CeloNova advised that the Cobra PzF stent is indicated for improving coronary luminal diameter in patients—including those with diabetes mellitus—with symptomatic ischemic heart disease caused by de novo lesions in native coronary arteries with a reference vessel diameter of 2.5 to 4 mm and a lesion length of ≤ 24 mm. The device requires a minimum 30-day dual antiplatelet therapy regimen after intervention.
Cobra PzF combines a cobalt chromium platform with the company's PzF nanothin polymer. The coating, which is designed to be highly biocompatible, was shown in preclinical testing to have thromboresistant, anti-inflammatory, and rapid healing effects.
According to the company, approval of the device was based on findings from the pivotal PzF SHIELD clinical trial. The company recently announced the publication of the global multicenter study's 9-month findings by Principal Investigator Donald E. Cutlip, MD, et al in Journal of the American College of Cardiology (JACC): Cardiovascular Interventions (2017;10:160–167). PzF SHIELD met its primary safety and effectiveness endpoints at 9-month follow-up, demonstrating no stent thrombosis and a low clinically driven target lesion revascularization of 4.6%.

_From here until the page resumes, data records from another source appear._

PR #1437, opened 2022-08-11
Entity resolvers should support partial responses and errors combined

SvenW:
Right now I can't find a way for entity resolvers to return both partial responses and the errors to the entities that wasn't resolved.

So either I get 
```
{
  "data": null,
  "errors": [
    {
      "message": "Not found James",
      "locations": [
        {
          "line": 2,
          "column": 3
        }
      ],
      "path": [
        "_entities",
        1
      ]
    }
  ]
}
```
or I can get
```
{
  "data": {
    "_entities": [
      {
        "__typename": "Character",
        "name": "James Holden"
      },
      null
    ]
  }
}
```
by just capturing all errors.
I opened this PR just to get some guidance and to see if you have any input, thanks.

### DIFF
--- a/federation/src/main/scala/caliban/federation/FederationSupport.scala
+++ b/federation/src/main/scala/caliban/federation/FederationSupport.scala
@@ -60,6 +60,7 @@ abstract class FederationSupport(
     import genericSchema._
 
     implicit val entitySchema: Schema[R, _Entity] = new Schema[R, _Entity] {
+      override def optional: Boolean                                         = true
       override def toType(isInput: Boolean, isSubscription: Boolean): __Type =
         __Type(
           __TypeKind.UNION,
--- a/federation/src/test/scala/caliban/federation/FederationV1Spec.scala
+++ b/federation/src/test/scala/caliban/federation/FederationV1Spec.scala
@@ -30,7 +30,10 @@ object FederationV1Spec extends ZIOSpecDefault {
   case class OrphanArgs(name: String)
 
   val entityResolver =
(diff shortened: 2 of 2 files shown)


paulpdaniels:
I'll look into this, AFAICR it shouldn't be doing anything special wrt to partial resolution, I'm wondering if we even support partial array failures in general 🤔

SvenW:
So I took a little bit of time yesterday just to see what happens here. It seems that for EntityResolvers we end up here https://github.com/ghostdogpr/caliban/blob/series/2.x/core/src/main/scala/caliban/execution/Executor.scala#L146. Shouldn't these types of steps be liststeps? I can of course solve the issue with some sort of hack here and use `handleError`. Do you have any pointers?

SvenW:
> So I took a little bit of time yesterday just to see what happens here. It seems that for EntityResolvers we end up here https://github.com/ghostdogpr/caliban/blob/series/2.x/core/src/main/scala/caliban/execution/Executor.scala#L146. Shouldn't these types of steps be liststeps? I can of course solve the issue with some sort of hack here and use `handleError`. Do you have any pointers?

I looked at the spec for `_Entity` and noticed it was `NON_NULL` which caused the Executor to handle it in a faulty way where the items in a `ListStep` couldn't be nullable thus returning only the errors instead of a partially resolved response.

frekw (approved):
LGTM 👍

ghostdogpr:
LGTM! @paulpdaniels wanna double check?

paulpdaniels:
Easy fix nice!

paulpdaniels (approved):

In CeloNova's announcement, Dr. Cutlip commented, “There continues to be an unmet clinical need for patients who may not be candidates for drug-eluting stents or longer-term dual antiplatelet therapy. Given the observed low rates of stent thrombosis and target lesion revascularization that need to be confirmed in future studies, the Cobra PzF stent system may hold potentially unique benefits for these patients.” Dr. Cutlip is Professor of Medicine at Beth Israel Deaconess Medical Center and Harvard Medical School in Boston, Massachusetts.

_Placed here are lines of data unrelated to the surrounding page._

PR #1458, opened 2022-09-04
fix ping/pong handler in tapir websocket protocol

rolang:
Hi, I believe I found a bug in the protocol while investigating an issue we have with our websocket server using the [graphql-ws](https://github.com/enisdenjo/graphql-ws) client with [keepAlive](https://github.com/enisdenjo/graphql-ws/blob/6358a8fd794edba24e676a33e01c740170243006/docs/interfaces/client.ClientOptions.md#keepalive) config (see config description). Currently It causes the server to close the websocket after it receives a ping message instead of responding with pong.

This update would make it respond with a "pong" message to "ping" by default, or after a successfully executed "onPing" hook if defined.

### DIFF
--- a/interop/tapir/src/main/scala/caliban/interop/tapir/WebSocketHooks.scala
+++ b/interop/tapir/src/main/scala/caliban/interop/tapir/WebSocketHooks.scala
@@ -9,12 +9,12 @@ trait StreamTransformer[-R, +E] {
 }
 
 trait WebSocketHooks[-R, +E] { self =>
-  def beforeInit: Option[InputValue => ZIO[R, E, Any]]     = None
-  def afterInit: Option[ZIO[R, E, Any]]                    = None
-  def onMessage: Option[StreamTransformer[R, E]]           = None
-  def onPong: Option[InputValue => ZIO[R, E, Any]]         = None
-  def onPing: Option[Option[InputValue] => ZIO[R, E, Any]] = None
-  def onAck: Option[ZIO[R, E, ResponseValue]]              = None
+  def beforeInit: Option[InputValue => ZIO[R, E, Any]]                       = None
+  def afterInit: Option[ZIO[R, E, Any]]                                      = None
+  def onMessage: Option[StreamTransformer[R, E]]                             = None
+  def onPong: Option[InputValue => ZIO[R, E, Any]]                           = None
+  def onPing: Option[Option[InputValue] => ZIO[R, E, Option[ResponseValue]]] = None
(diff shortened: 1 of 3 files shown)


rolang:
Ah, just realised that this would cause issues on receiving the pong message from client when keepAlive config is set server-side. 
I guess we could keep the response to pong like before and just add the ping case.

rolang:
Ok fixed...
Could maybe cover that in tests too.

rolang:
Just made the ping hook accepting an optional payload, because one may want to run it independent from given payload, e.g. to perform something like health checks? ([ping](https://github.com/enisdenjo/graphql-ws/blob/master/PROTOCOL.md#ping)).

ghostdogpr:
Thanks for your work, I will have more time to review this in the weekend.

@paulpdaniels in case you have time to take a look 😄

interop/tapir/src/main/scala/caliban/interop/tapir/WebSocketHooks.scala
```diff
@@ -9,11 +9,12 @@ trait StreamTransformer[-R, +E] {
...
-  def beforeInit: Option[InputValue => ZIO[R, E, Any]] = None
-  def afterInit: Option[ZIO[R, E, Any]]                = None
-  def onMessage: Option[StreamTransformer[R, E]]       = None
-  def onPong: Option[InputValue => ZIO[R, E, Any]]     = None
-  def onAck: Option[ZIO[R, E, ResponseValue]]          = None
+  def beforeInit: Option[InputValue => ZIO[R, E, Any]]     = None
+  def afterInit: Option[ZIO[R, E, Any]]                    = None
+  def onMessage: Option[StreamTransformer[R, E]]           = None
+  def onPong: Option[InputValue => ZIO[R, E, Any]]         = None
+  def onPing: Option[Option[InputValue] => ZIO[R, E, Any]] = None
```
paulpdaniels: Should we make this `Option[Option[InputValue] => ZIO[R, E, Option[ResponseValue]]]`? 

Spec shows that pong can have a payload as well.

https://github.com/enisdenjo/graphql-ws/blob/master/PROTOCOL.md#pong

rolang: Right, makes sense to me, added. :+1:

paulpdaniels (approved):

ghostdogpr (approved):
Thanks!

Renu Virmani, MD, President of the CV Path Institute in Gaithersburg, Maryland said, “The stent’s PzF nanocoating is truly cutting edge with good biocompatibility. We continue to observe its thromboresistant and rapid endothelialization properties, which give us confidence to believe that Cobra PzF is a good stent option for patients who are at a high risk for bleeding following coronary intervention.”
CeloNova advised that it is continuing to study the Cobra PzF stent in the COBRA-REDUCE trial, which began enrollment in February 2016. This randomized controlled trial will evaluate whether the Cobra PzF stent can help reduce bleeding as compared to drug-eluting stents by shortening the duration of dual antiplatelet therapy to 14 days in patients who are at high risk for bleeding and require treatment for coronary artery disease.